Figure 5Genetically engineered CD137L costimulation improves the efficacy of CD19R.28z chimeric antigen receptor (CAR) T cells in liquid and solid tumors. (A) The constructs used for the transduction of the CAR and CD137L in T cells using electroporation and the SB system. (B) Expression of CD137L within SB modified CD19R.28z and CD19R.28z-CD137L T cells after expansion (21 days) using artificial antigen-presenting cell (aAPC) and interleukin (IL)-21. (C) Time course of the longitudinal measurements of NALM-6 derived photon flux from the three separate cohorts of mice treated with SB modified CAR T cells. The background luminescence was defined based on mice with no tumor. Error bars represent SEM and p values are computed using the Mann-Whitney U test. (D) Schematic depicting the construct used for CD137L expression using lentiviral transduction. (E) Expression of CD137L within lentivirally modified CD19R.28z and CD19R.28z-CD137L T cells after expansion (21 days) using aAPC and IL-21. (F) Time course of the longitudinal measurements of NALM-6 derived photon flux from the three separate cohorts of mice treated with lentivirally modified CAR T cells.
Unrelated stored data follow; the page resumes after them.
PR #1454, opened 2022-12-19
IGNITE-18418: Create ignite-jdbc module

Flaugh24:


Flaugh24:
https://issues.apache.org/jira/browse/IGNITE-18418

modules/jdbc/build.gradle
```diff
@@ -0,0 +1,56 @@
...
+    alias(libs.plugins.shadow)
+}
+
+apply from: "$rootDir/buildscripts/java-core.gradle"
+apply from: "$rootDir/buildscripts/publishing.gradle"
+apply from: "$rootDir/buildscripts/java-junit5.gradle"
+apply from: "$rootDir/buildscripts/java-integration-test.gradle"
+
+dependencies {
+    api project(':ignite-client')
```
Pochatkin, line 28: Why api level?

modules/jdbc/src/main/java/org/apache/ignite/jdbc/IgniteJdbcDriver.java
```diff
@@ -17,7 +17,7 @@
 
 package org.apache.ignite.jdbc;
 
-import static org.apache.ignite.internal.jdbc.ConnectionPropertiesImpl.URL_PREFIX;
+import static org.apache.ignite.jdbc.internal.ConnectionPropertiesImpl.URL_PREFIX;
```
Pochatkin, line 20: This is incorrect package name. Should be org.apache.ignite.internal.jdbc

modules/jdbc/build.gradle
Flaugh24: changed to implementation

modules/jdbc/src/main/java/org/apache/ignite/jdbc/JdbcPreparedStatement.java
```diff
@@ -107,7 +106,7 @@ public int[] executeBatch() throws SQLException {
 
         closeResults();
 
-        if (CollectionUtils.nullOrEmpty(batchedArgs) || StringUtil.isNullOrEmpty(sql)) {
+        if (CollectionUtils.nullOrEmpty(batchedArgs) || (sql == null || sql.isBlank())) {
```
korlov42, line 109: Perhaps, it would be better to reuse `org.apache.ignite.internal.util.StringUtils#nullOrBlank` from core module

korlov42 (commented):
all implementations of java.sql.* interfaces (like IgniteJdbcDriver or JdbcStatement, for example) should remain in `internal` package

modules/jdbc/src/main/java/org/apache/ignite/jdbc/JdbcPreparedStatement.java
Flaugh24: done

Pochatkin:
> all implementations of java.sql.* interfaces (like IgniteJdbcDriver or JdbcStatement, for example) should remain in `internal` package

We don't want to generate Javadocs for these implemenatations?

korlov42:
> We don't want to generate Javadocs for these implemenatations?

To be honest, I don't get this question.

Public API is exposed in `api` module only. Everything outside of this package should go into `internal` package. For JDBC, the public API is exposed in `java.sql.*` package. I believe, that any implementation of public interface is our internal business.

Regarding your comment, I thought, javadoc is generated for all classes, isn't it?

Pochatkin:
> > We don't want to generate Javadocs for these implemenatations?
> 
> To be honest, I don't get this question.
> 
> Public API is exposed in `api` module only. Everything outside of this package should go into `internal` package. For JDBC, the public API is exposed in `java.sql.*` package. I believe, that any implementation of public interface is our internal business.
> 
> Regarding your comment, I thought, javadoc is generated for all classes, isn't it?

No, we have  exclude 'org/apache/ignite/internal/**' for Javadoc generator

korlov42:
As far as I can see, we do not publish such javadoc in [Ignite 2.x](https://ignite.apache.org/releases/latest/javadoc/index.html), thus this looks OK

modules/jdbc/src/main/java/org/apache/ignite/internal/ConnectionProperties.java
```diff
@@ -15,7 +15,7 @@
  * limitations under the License.
  */
 
-package org.apache.ignite.internal.jdbc;
+package org.apache.ignite.internal;
```
korlov42, line 18: I would prefer to follow common patter `org.apache.ignite.internal.<name of the module>` which is `org.apache.ignite.internal.jdbc` for module `jdbc`

modules/jdbc/src/main/java/org/apache/ignite/jdbc/IgniteJdbcDriver.java
```diff
@@ -17,7 +17,7 @@
 
 package org.apache.ignite.jdbc;
 
-import static org.apache.ignite.internal.jdbc.ConnectionPropertiesImpl.URL_PREFIX;
+import static org.apache.ignite.internal.ConnectionPropertiesImpl.URL_PREFIX;
```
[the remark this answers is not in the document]
Flaugh24: done

korlov42 (approved):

The background luminescence was defined based on mice with no tumor. Error bars represent SEM and p values are computed using the Mann-Whitney U test. (G) Survival curves of mice inoculated with NALM-6 cells and treated with CD19R.28z or CD19R.28z-CD137L T cells. P values are computed using a log-rank test. (H) Schematic depicting the construct used for CD137L expression using retroviral transduction. (i) Expression of CD137L within the CD19R.28z and CD19R.28z-CD137L T cells after expansion (14 days) using IL-15 and IL-21. (J) False-colored images illustrating the photon flux from fireflyluciferase (ffLuc) expressing SKOV3-CD19 cells. (K) Time course of the longitudinal measurements of SKOV3-CD19 derived photon flux from the three separate cohorts of mice. The background luminescence was defined based on mice with no tumor. Error bars represent SEM and p values are computed using the Mann-Whitney test. (L) Survival curves of mice inoculated with SKOV3-CD19-ffLuc cells and treated with CD19R.28z or CD19R.28z-CD137L T cells. P values are computed using a log-rank test.